PR #496, opened 2025-06-20
ITEP-68003 - Import keypoint dataset to existing project

camiloHimura:
## 📝 Description

This PR disables the import button when the mapped labels contain duplicates. It also clears the entire mapping if it's incomplete. In such cases, the user is advised to import the dataset as a single project, since all annotations would otherwise be discarded

https://github.com/user-attachments/assets/18a89f18-6086-4788-abb1-d6cf38b41cb6

## ✨ Type of Change

- [ ] 🔒 **Security update**
- [ ] 🧪 **Tests**

## 🧪 Testing Scenarios

- [ ] ✅ Tested manually

## ✅ Checklist

### DIFF
--- a/web_ui/src/pages/project-details/components/project-dataset/dataset-import-to-existing-project/dataset-import-to-existing-project-dialog.component.tsx
+++ b/web_ui/src/pages/project-details/components/project-dataset/dataset-import-to-existing-project/dataset-import-to-existing-project-dialog.component.tsx
@@ -3,12 +3,10 @@
 
 import { useMemo } from 'react';
 
-import { Content, Dialog, DialogContainer, Divider, Flex, Heading, Text, View } from '@geti/ui';
-import { Alert } from '@geti/ui/icons';
+import { Content, Dialog, DialogContainer, Divider, Heading, View } from '@geti/ui';
 import { OverlayTriggerState } from '@react-stately/overlays';
 
 import { DATASET_IMPORT_STATUSES } from '../../../../../core/datasets/dataset.enum';
-import { useFeatureFlags } from '../../../../../core/feature-flags/hooks/use-feature-flags.hook';
 import { isAnomalyDomain, isKeypointDetection } from '../../../../../core/projects/domains';
 import { useDatasetImportToExistingProject } from '../../../../../providers/dataset-import-to-existing-project-provider/dataset-import-to-existing-project-provider.component';
 import { matchStatus } from '../../../../../providers/dataset-import-to-existing-project-provider/utils';
@@ -17,7 +15,8 @@ import { DatasetImportProgress } from '../../../../../shared/components/dataset-
 import { useProject } from '../../../providers/project-provider/project-provider.component';
 import { DatasetImportToExistingProjectDialogButtons } from './dataset-import-to-existing-project-dialog-buttons.component';
 import { DatasetImportToExistingProjectMapLabels } from './dataset-import-to-existing-project-map-labels.component';
-import { hasDuplicatedValues, KEYPOINT_DUPLICATED_LABELS } from './utils';
+import { KeypointErrorMessage } from './keypoint-error-message.component';
+import { hasDuplicatedValues } from './utils';
 
 interface DatasetImportToExistingProjectDialogProps {
     datasetImportDialogState: OverlayTriggerState;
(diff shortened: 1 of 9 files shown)


web_ui/src/pages/project-details/components/project-dataset/dataset-import-to-existing-project/utils.ts
```diff
@@ -0,0 +1,30 @@
+// Copyright (C) 2022-2025 Intel Corporation
+// LIMITED EDGE SOFTWARE DISTRIBUTION LICENSE
+
+import { uniq } from 'lodash-es';
+
+import { Label } from '../../../../../core/labels/label.interface';
+
+export const KEYPOINT_DUPLICATED_LABELS = '- Duplicate labels are not allow in keypoint detection projects:';
```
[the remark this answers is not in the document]
camiloHimura: updated

web_ui/src/pages/project-details/components/project-dataset/dataset-import-to-existing-project/dataset-import-to-existing-project-dialog.component.tsx
```diff
@@ -47,20 +52,32 @@ export const DatasetImportToExistingProjectDialog = ({
...
+
+    const handleDialogDismiss = (): void => {
         datasetImportDialogState.close();
         setActiveDatasetImportId(undefined);
     };
 
+    const handlePrimaryAction = () => {
+        if (!activeDatasetImport) return;
+
+        if (isKeypointMapLabels && getMissingLabels(project.labels, activeDatasetImport.labelsMap)) {
```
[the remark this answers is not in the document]
camiloHimura: updated

web_ui/src/pages/project-details/components/project-dataset/dataset-import-to-existing-project/keypoint-error-message.component.tsx
```diff
@@ -0,0 +1,56 @@
...
+    const duplicatedLabels = labels.filter((label) => duplicatedValues.includes(label.id));
+
+    if (isEmpty(missingLabels) && isEmpty(duplicatedLabels)) {
+        return <></>;
+    }
+
+    return (
+        <Flex gap={'size-100'} alignContent={'center'} height={'100%'} alignItems={'center'}>
+            <Alert style={{ fill: 'var(--brand-coral-cobalt)', flex: 'none' }} />
+            <Flex direction={'column'} gap={'size-100'}>
```
jpggvilaca, line 39: should we move the `duplicatedLabels` and `missingLabels` verification to the parent? To avoid any edge case where the Alert icon would be there but without any message? Also, np: should we make it Warning (yellow) instead of red?

web_ui/src/pages/project-details/components/project-dataset/dataset-import-to-existing-project/util.test.ts
```diff
@@ -0,0 +1,100 @@
+// Copyright (C) 2022-2025 Intel Corporation
```
jpggvilaca, line 1: I really like that you always add tests for everything, but can i point out just a minor np? These util tests let's try and add them on a different PR, so it doesnt clutter the actual feature you're trying to implement ^^

jpggvilaca (approved):

web_ui/src/pages/project-details/components/project-dataset/dataset-import-to-existing-project/util.test.ts
camiloHimura: It was added here because they’re core to the feature; they indicate whether the user has missing or duplicate labels. They need to be part of this PR. :)

web_ui/src/pages/project-details/components/project-dataset/dataset-import-to-existing-project/keypoint-error-message.component.tsx
camiloHimura: I didn’t want to move it to the parent because the `DatasetImportToExistingProjectDialogButtons ` already has a well-defined responsibility. Encapsulating the error handling here feels like a better way to maintain the separation of concerns.

As for the single icon case, I’ve added an early-return validation to prevent that scenario.

And I agree about the yellow color, red feels too serious.

web_ui/src/pages/project-details/components/project-dataset/dataset-import-to-existing-project/dataset-import-to-existing-project-dialog.test.tsx
```diff
@@ -205,4 +208,72 @@ describe(DatasetImportToExistingProjectDialog, () => {
...
         expect(mockedImportDatasetJob).toHaveBeenCalledWith(mockDatasetImportItem.id);
     });
+
+    describe('keypoint detection', () => {
+        const neckLabel = getMockedLabel({ name: 'neck', id: '683d4ccfd01df152c3f65ff6' });
+        const headLabel = getMockedLabel({ name: 'neck', id: '683d4ccfd01df152c3f65ff7' });
+
+        it('displays warning for duplicated keypoint labels', async () => {
+            jest.mocked(useDatasetImportToExistingProject).mockReturnValue({
+                ...jest.requireActual(
```
MarkRedeman, line 218: For future refactor: I'd prefer if we avoid mocking providers in our test code. Ideally we should mock the source (the incoming data from services) instead. This way we prevent testing our mocks instead of testing our logic.

MarkRedeman (approved):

══════════════════════════════

== Task requirements ==
Each line of the data that holds "neck" should be reported.

== Task output ==
+        const neckLabel = getMockedLabel({ name: 'neck', id: '683d4ccfd01df152c3f65ff6' });
+        const headLabel = getMockedLabel({ name: 'neck', id: '683d4ccfd01df152c3f65ff7' });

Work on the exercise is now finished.